_Data excerpt:_
--*--

Issue #2472, opened 2021-01-09
AddProhibitedForPedestrians quest leads to bad OSM data


riiga:
The AddProhibitedForPedestrians quests asks users to answer which roads are prohibited or not for pedestrians. I've seen other people in my area answering the quest which adds `foot=no` to roads which may be unsuitable to walk on but which you legally are still allowed to walk on. This causes bad data in OSM since I've already added all such roads in my area according to what is legally allowed, but now more roads are getting those tags while they really shouldn't. I feel this is a mostly a user error, but I think it also lies in StreetComplete and there needs to be a clarification that there should be a sign prohibiting pedestrians explicitly, otherwise no access tag should be added.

--*--

_About this exercise:_
Return all the lines above exactly as given.

_Output of the exercise:_
Issue #2472, opened 2021-01-09
AddProhibitedForPedestrians quest leads to bad OSM data


riiga:
The AddProhibitedForPedestrians quests asks users to answer which roads are prohibited or not for pedestrians. I've seen other people in my area answering the quest which adds `foot=no` to roads which may be unsuitable to walk on but which you legally are still allowed to walk on. This causes bad data in OSM since I've already added all such roads in my area according to what is legally allowed, but now more roads are getting those tags while they really shouldn't. I feel this is a mostly a user error, but I think it also lies in StreetComplete and there needs to be a clarification that there should be a sign prohibiting pedestrians explicitly, otherwise no access tag should be added.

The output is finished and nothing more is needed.